The Double | Screen | Pittsburgh | Pittsburgh City Paper

The Double

Richard Ayoade's dark comedy about a man and his doppelganger adapts Fyodor Dostoyevsky's novella

The Double starring Jesse Eisenberg
Mirrored man: Jesse Eisenberg as Simon James and James Simon

A man enters a subway train, and tells its sole occupant: "You're in my place." That the seated man moves tells us much about Simon James, the protagonist of Richard Ayoade's The Double. Simon (Jesse Eisenberg) is meek and easily cowed, even in the face of an outrageous demand.

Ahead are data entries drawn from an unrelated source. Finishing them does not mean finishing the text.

PR #2322, opened 2024-04-11
PIMS-1536: Projects Details Frontend

Sharala-Perumal:
PIMS-1536: Projects Details Frontend                                      

## 🎯 Summary

  
[PIMS-1536](https://citz-imb.atlassian.net/browse/PIMS-1536)

## 🔰 Checklist

### DIFF
--- a/express-api/src/controllers/lookup/lookupController.ts
+++ b/express-api/src/controllers/lookup/lookupController.ts
@@ -7,10 +7,12 @@ import {
   ClassificationPublicResponseSchema,
   PredominateUsePublicResponseSchema,
   RegionalDistrictPublicResponseSchema,
+  TierLevelPublicResponseSchema,
 } from './lookupSchema';
 import { BuildingPredominateUse } from '@/typeorm/Entities/BuildingPredominateUse';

Arriving at his workplace — a cluster of dark, Victorian-like cubbies filled with gloomy scribes — Simon is further harassed by the other employees, and thwarted in his pathetic attempts to make contact with a young woman, Hannah (Mia Wasikowska). At night he watches Hannah, who also seems lonely and lives in the building across the street, through a telescope. It's as if Simon barely exists, and might as well join the legion of suicides that occur in his neighborhood.

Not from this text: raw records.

PR #2323, opened 2024-04-12
PIMS-1541 Project Details Services

dbarkowsky:
## 🎯 Summary

  
[PIMS-1541](https://citz-imb.atlassian.net/browse/PIMS-1541?atlOrigin=eyJpIjoiYTg0MjViNWQ0ZDdjNGUyZWFmYjcxZjRlM2Y0YTlmYjgiLCJwIjoiaiJ9)

## Changes
Added functions for the following:
- updating a project
- getting a single project by ID
- deleting a project
- adding and deleting project/property relations

There are a few sections that will need revision at a later date:
- Checks related to how statuses can move (so statuses aren't moved out of order). Will tackle after we confirm the projects workflow.
- Notifications get deleted from the queue upon project deletion, but when the notifications service is done, that responsibility should be done there so it can also cancel the notifications queued with CHES.
- If we make drafts a possibility one day, then project numbers maybe can't always start with SPP.

## 🔰 Checklist


express-api/src/services/projects/projectsServices.ts
```diff
@@ -123,8 +205,188 @@ const addProjectBuildingRelations = async (project: Project, buildingIds: number
...
+
+/**
+ * Updates a project with the given changes and property IDs.
+ *
+ * @param project - The project object containing the changes to be made.
+ * @param propertyIds - The IDs of the properties to be associated with the project.
+ * @returns The result of the project update.
+ * @throws {ErrorWithCode} If the project name is empty or null, if the project does not exist, if the project number or agency cannot be changed, or if there is an error updating the project.
+ */
+const updateProject = async (project: DeepPartial<Project>, propertyIds: ProjectPropertyIds) => {
```
TaylorFries, line 252: Hit the following error 
```
{"level":"info","message":"query: START TRANSACTION","timestamp":"2024-04-17 01:49:26.892 PM"}
{"level":"info","message":"query: ROLLBACK","timestamp":"2024-04-17 01:49:26.892 PM"}
{"level":"warn","message":"Cannot query across one-to-many for property ProjectProperties","timestamp":"2024-04-17 01:49:26.893 PM"}
{"level":"error","message":"Error updating project.","timestamp":"2024-04-17 01:49:26.894 PM"}
```

when trying to run this query:
```
const sample_project = await projectServices.getProjectById(9);
const result = await projectServices.updateProject(sample_project, {parcels:[7479], buildings:[]});
```

express-api/src/services/projects/projectsServices.ts
```diff
@@ -45,17 +110,26 @@ const addProject = async (project: DeepPartial<Project>, propertyIds: ProjectPro
     const newProject = await projectRepo.save(project);
     // After project is saved, add parcel/building relations
     const { parcels, buildings } = propertyIds;
-    if (propertyIds.parcels) await addProjectParcelRelations(newProject, parcels);
-    if (propertyIds.buildings) await addProjectBuildingRelations(newProject, buildings);
+    if (parcels) await addProjectParcelRelations(newProject, parcels);
+    if (buildings) await addProjectBuildingRelations(newProject, buildings);
```
TaylorFries, line 114: should we add checks to see if a project parcel/building already exists on the table with these values?

dbarkowsky: Added some better checks for the following:

- Does that property already have a relation with a project that isn't cancelled or denied?
- Is there already a relation for this property and project? If so, don't try to add again.

express-api/src/services/projects/projectsServices.ts
dbarkowsky: I think this one is now solved...
Had to change the .update to .save. It seems to expect something different in terms of what updated properties you  can pass.

express-api/src/services/projects/projectsServices.ts
TaylorFries: No longer adds a duplicate entry!
I am noticing that this process will add 2 rows to the project_property table, splitting the parcel and building relations, if this is what we want it to do i am happy with it, but it seems odd to me. 
for example if I run: 
```
const sample_project = await projectServices.getProjectById(6);
const result = await projectServices.addProject(sample_project, {parcels:[6475], buildings:[89]});
```

It results in two entries to the project_property table

express-api/src/services/projects/projectsServices.ts
TaylorFries: no longer hitting this error!

GrahamS-Quartech (approved):
Seems very solid. I don't really understand what the Tasks are meant to do but I see that's noted as TODOs so I figure it's fine to get this merged in and wired up as much as it can on the frontend and we can just sorta move forward from there.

Then a new employee shows up at work. His name is James Simon, and he looks identical to Simon. But James (also played by Eisenberg) is everything Simon is not: funny, persuasive, assertive. Initially, Simon befriends James, as the more socially powerful man coaches Simon to take charge; James even subs for Simon on a date with Hannah, allowing the shyer man to woo Hannah by proxy.

But James comes to dominate the bifurcated Simon/James, creating confusion, frustration and, eventually, anger for Simon. His life wasn't much before, but now that it's being usurped by James, ironically, it's become worth fighting for.

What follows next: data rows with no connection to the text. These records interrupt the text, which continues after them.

PR #2333, opened 2024-04-17
PIMS-1584: Create reusable backend check for users

LawrenceLau2020:
## 🎯 Summary

  
[PIMS-1584: ](https://citz-imb.atlassian.net/browse/PIMS-1584)

Adding a reusable function that can be used in any controller to check to see if the user’s agencies match the agency of the object that the user is trying to access. See the Jira ticket for an example.

## 🔰 Checklist


express-api/src/utilities/authorizationChecks.ts
```diff
@@ -56,3 +56,16 @@ export const isUserActive = async (kcUser: KeycloakUser): Promise<boolean> => {
   const user = await getUser(kcUser.preferred_username);
   return user.Status === 'Active';
 };
+
+export const checkUserPermission = async (
```
dbarkowsky, line 60: Just thinking we should be more specific with this name maybe. It really only checks if the user has permissions to view something. 
If this was any other operation, we wouldn't want to give the auditor role the option to change something.
```suggestion
export const checkReadPermission = async (
```

dbarkowsky (changes requested):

Ayoade's dark comedy is based on a 19th-century novella by Fyodor Dostoyevsky, and it's as much about the philosophical pursuit of self as it is an absurdist exercise. Does Simon have a doppelganger? Or are the competing halves of his self temporarily operating independently? Maybe he's simply going mad. (See also, Fight Club.)

Filmmakers love the imagery available with dual-nature themes, and Ayoade is no exception. The film opens with a close shot of Eisenberg's face, as light from the subway car he's riding flicks off and on; throughout The Double, we get mirrors, half-faces and characters positioned in opposite corners of the frame. Eisenberg does a fine job portraying the two identical men as separate entities, as their polar-opposite personalities allows for easily adjustable body language. (No disrespect to Eisenberg, but Tatiana Maslany, currently portraying nearly a dozen clones on TV's Orphan Black, has really raised the bar on "acting double.")

The Double has a broody Brazil vibe, offering a dystopic retro-future, where a life of lonely drudgery is enclosed by dark corners, brick walls and exposed pipes. It seems like the sort of depressing world where the livelier half of one's personality really might manifest itself into a separate being — just to stay sane.